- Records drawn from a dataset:
PR #243, opened 2015-06-10
proposed fix #211 - close dropdown when clicking on select

### LINKED ISSUE #211: Close dropdown when clicking on select

MaaikeB:


nickbouton:
+1, would love to see this merged in.

anton-kabysh:
+1, expect the same functionality.

borisd:
+1, please merge, this is how select should work

JedWatson:
I'm on board. Merging.

JedWatson:
This has broken several tests, sorry @bruderstein!

```
Select with multi=true and searchable=false selects multiple options
Select with multi=true and searchable=false calls onChange when each option is selected
Select with multi=true and searchable=false removes the selected options from the menu
```

Not sure at a quick glance between the PR and the tests why these now fail, I'll have to look into it more closely. Will come back to it soon.

bruderstein:
I'll take a look. If it's an easy/obvious fix, am I OK to simply commit it?

JedWatson:
Thanks - direct commit is fine, do tag this issue so we can see what you changed though, I'd love to know what the fix is :)

bruderstein:
Guessing because the tests assume the menu is still open after the first
selection. Should be trivial to fix (just need to open the menu after each
selection)

bruderstein:
....aaaaaand we're green :smile:

Issue #244, opened 2015-06-10
Scroll on touch screen on top of a select will open it.


YoYuUm:
If you scroll on touch screen on top of a select, this will open itself when the scroll ends. 

I would say the expected behaviour is that this happens only on click.

jljorgenson18:
+1 , this behavior is fairly annoying on mobile

azaharakis:
I've had a play with this here:
https://github.com/azaharakis/react-select/commit/b4a04c750b53cc8edacd22cc5e35cdd4fc63712a
The commit message states where i'm at

PR #245, opened 2015-06-10
Use onClick event instead of onTouchEnd (refs #244)

YoYuUm:
refs #244

### DIFF
--- a/src/Select.js
+++ b/src/Select.js
@@ -771,7 +771,7 @@ var Select = React.createClass({
 		return (
 			<div ref="wrapper" className={selectClass}>
 				<input type="hidden" ref="value" name={this.props.name} value={this.state.value} disabled={this.props.disabled} />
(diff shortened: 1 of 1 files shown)


JedWatson:
Thanks @YoYuUm, this will lead to always double-calling `onMouseDown` on 
desktops though (once on down, once on click...)

It will also introduce a delay on mobile which is not desirable.

I think a better solution might be to use either [react-tappable](https://github.com/JedWatson/react-tappable) or some of the logic from it to fix this.

azaharakis:
Hi Jed, I'd really like to fix this problem and happy to attempt a PR, with some guidance on how you would like it solved. Have you given any thought since on this issue? 
I think you are right in that the delay is not desirable, however could it not be solved with libraries that are designed to address this specific issue i.e fastclick (https://github.com/ftlabs/fastclick). 

It seems more appropriate to just rely on onClick to apply the menu functionality, than attempting to handle both use cases with the buggy behaviour that occurs on mobile devices? Or at least until the issue can be resolved within this code properly.

agirton:

PR #251, opened 2015-06-16
Get tests passing on node again

craigdallimore:
Hello!

This change will lower the JSDOM version so tests will run on node again.

It turns out [JSDOM from 4.x and above will not work on node.](https://github.com/tmpvar/jsdom/blob/master/Changelog.md#400)

If _node_ is not intended to be supported we should probably put a note in the contributions documentation.

### DIFF
--- a/.travis.yml
+++ b/.travis.yml
@@ -1,0 +1,8 @@
+language: node_js
+node_js:
+    - "0.10"
+    - "0.11"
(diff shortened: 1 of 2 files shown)


JedWatson:
I would say that node is *definitely* intended to be supported. Thanks for getting to the bottom of this @craigdallimore.

PR #253, opened 2015-06-17
Resolve #252 by adding travis configuration

### LINKED ISSUE #252: Add continuous integration
Hey @JedWatson and team

Would you be amenable if we add in some config for a CI service? I'm presently using [Travis-CI](https://travis-ci.org/craigdallimore/react-select/builds/67097990) on a fork to run the tests on a few versions of node - and iojs - once I've pushed. It will send me an email if the tests fail, so I'm less likely to miss broken tests.

If you follow that link you might see a branch failing and a branch passing - the difference being the presence of a `.travis.yml` [file](https://github.com/craigdallimore/react-select/blob/master/.travis.yml) that configures the service.

There are a couple of services out there - I only have experience with Travis, but I see [Codeship](https://codeship.com/pricing) has a free tier as well. No doubt there are others.

Your thoughts?

craigdallimore:
Relates to [Issue 252](https://github.com/JedWatson/react-select/issues/252)

Here is a travis-ci config for _react-select_. It will take an administrator to turn on the hook in [travis](https://travis-ci.org).

### DIFF
--- a/.travis.yml
+++ b/.travis.yml
@@ -1,0 +1,8 @@
+language: node_js
+node_js:
+    - "0.10"
+    - "0.11"
+    - "0.12"
+    - "iojs"
+before_script:
+    - npm install


dcousens:
Thanks @craigdallimore

dcousens:
Ping @JedWatson

Issue #111, opened 2015-03-28
Disabled state


ondrejhlavacek:
When passing the disabled attribute with `true` value, the component with a value looks weird. 

![screen shot 2015-03-27 at 17 05 33](https://cloud.githubusercontent.com/assets/497675/6878893/9f361fc0-d4a3-11e4-86a0-71267f31294d.png)

ribeiroct:
I don't think react-select disabled state is meant for use as a readonly component.

I ran into the same trouble, which i solved through the following css hack on my stylesheet (may be useful for other users until it's fixed on the code).

        .Select.is-disabled .Select-item-icon,
        .Select.is-disabled .Select-placeholder,
        .Select.is-disabled .Select-input,
        .Select.is-disabled .Select-arrow{
            display: none;
        }

JedWatson:
@jossmac can you take a look at this? looks like something's gone out of sync since we added the disabled support.

dcousens:
@ondrejhlavacek can you confirm this still exists?

ondrejhlavacek:
@dcousens yes, still happening
![development_-_transformation_t2](https://cloud.githubusercontent.com/assets/497675/7874848/4650804c-056a-11e5-9cc1-87a10e82074b.png)

dcousens:
ping @jossmac

JedWatson:
Should be closed by #258

PR #258, opened 2015-06-20
Fix disabled state for is-multi [correct]

ondrejhlavacek:
As reported in #111.

I modified the example so the first multiselect contains a linked disabled checkbox. The disabled multiselect still keeps all values, but grays out the color and disables the remove action.

Had to commit a new build in the examples/dist as well. Please advise if was done wrong.


JedWatson:
Nice work @ondrejhlavacek, looks good to me.

Usually you only need to include the `src` and `less` changes in your PR, and I periodically add new builds, but it's fine how you've done it this time.

Thanks!

Issue #250, opened 2015-06-16
Allow clicking mid-input to modify input contents (have a patch ready)


bx98pjni9g88jnz:
Currently when typing in the input you can use the arrow keys to navigate around the string and make adjustments to the input.

It is currently not possible to click in the middle of some text in the input to make the same modifications (you have to use the arrow keys to get to where you want to make the modification).

This can be fixed in the `handleMouseDown` function with a `setTimeout 0`, e.g. (rough es5 / non es6 playing around with it modification)

``` javascript
// ... begin of fn
setTimeout(function() {
    if (this.state.isFocused) {
        this.setState({
            isOpen: true
        }, this._bindCloseMenuIfClickedOutside);
    } else {
        this._openAfterFocus = true;
        this.getInputNode().focus();
    }
}.bind(this), 0);
// ... end of fn
```

If this is acceptable I'll make a pull request with the proper changes following the guidelines.

JedWatson:
Thanks @trevorsenior, would definitely appreciate a PR for that!

karavaev-evgeniy:
+1

Firfi:
+1 
Please make PR appreciable again

PR #265, opened 2015-06-22
Allow clicking mid-input to modify input contents.

trevorsenior:
Related issue: #250 

---

Commit text:

```
Removed `event.stopPropagation()` & `event.preventDefault()` to allow
the default behavior of clicking in the middle of the input element
to edit text where the cursor clicked.

This then required a `setTimeout` to push the logic of opening the
select to the next tick.
```

---
- While running `gulp dev`, type some things in the multi select input, then click mid-way through the text to see that this change works & that the other inputs work as well.
- Linting passes
- Testing `Select.js` works as well. 

It should be noted that the `Value` test fails, but it also fails without any changes: 

```
> react-select@0.5.1 test /Users/trev/tmp/select/react-select
> mocha --compilers js:babel/register



  Select test
    ✓ should assign the given name

  Value component
Warning: Failed propType: Required prop `option` was not specified in `Value`.
    1) "before each" hook


  1 passing (640ms)
  1 failing

  1) Value component "before each" hook:
     TypeError: Cannot read property 'label' of undefined
      at [object Object].render (src/Value.js:27:32)
      at Context.<anonymous> (test/Value-test.js:29:21)
```

---

@JedWatson - Let me know if this needs any modifications before it can be merged in. Thanks!

### DIFF
--- a/src/Select.js
+++ b/src/Select.js
@@ -311,16 +311,16 @@ var Select = React.createClass({
 			return;
 		}
 
-		event.stopPropagation();
-		event.preventDefault();
-		if (this.state.isFocused) {
-			this.setState({
-				isOpen: true
-			}, this._bindCloseMenuIfClickedOutside);
-		} else {
-			this._openAfterFocus = true;
-			this.getInputNode().focus();
-		}
+		setTimeout(function() {
+			if (this.state.isFocused) {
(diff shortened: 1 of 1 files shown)


agirton:

PR #269, opened 2015-06-23
Fix bug where Select shows the value instead of the label

sdemjanenko:
This happens if there is no matching option on initial render.  Future
updates to the options do not fix this condition.

### DIFF
--- a/lib/Select.js
+++ b/lib/Select.js
@@ -152,12 +152,13 @@ var Select = React.createClass({
 
 	componentWillReceiveProps: function componentWillReceiveProps(newProps) {
 		if (JSON.stringify(newProps.options) !== JSON.stringify(this.props.options)) {
+			var optionsChanged = true;
 			this.setState({
 				options: newProps.options,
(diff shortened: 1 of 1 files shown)


JedWatson:
Thanks @sdemjanenko!

jketcham:
Hi, really appreciated this fix as I was also experiencing this bug, but it doesn't look like it's in master anymore? Did some other change overwrite this or something? Not in the current build. @JedWatson this commit 7c6223e530d44da2267dc2434ea7f56c5d236ada might've not included the most recent changes when it pushed directly to master.

stratease:
I'm using multi with async and I'm seeing this issue too. It eventually loads with the appropriate label, but it seems undesirable to display the value while it fetches the label data.

JedWatson:
I just realised what's going in here, I didn't pay close enough attention to the PR :disappointed: 

It updated `lib/Select.js` which is the _built_ version, not `src/Select.js`. I've just reapplied the fix and will push another update shortly.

- WHAT YOU SHOULD DO: Above are the records. Copy the lines beginning at the one that has "Fix disabled state for is-multi [correct]" and ending with the one that has "Currently when typing", unchanged.

- ANSWER SPACE:
Fix disabled state for is-multi [correct]

ondrejhlavacek:
As reported in #111.

I modified the example so the first multiselect contains a linked disabled checkbox. The disabled multiselect still keeps all values, but grays out the color and disables the remove action.

Had to commit a new build in the examples/dist as well. Please advise if was done wrong.


JedWatson:
Nice work @ondrejhlavacek, looks good to me.

Usually you only need to include the `src` and `less` changes in your PR, and I periodically add new builds, but it's fine how you've done it this time.

Thanks!

Issue #250, opened 2015-06-16
Allow clicking mid-input to modify input contents (have a patch ready)


bx98pjni9g88jnz:
Currently when typing in the input you can use the arrow keys to navigate around the string and make adjustments to the input.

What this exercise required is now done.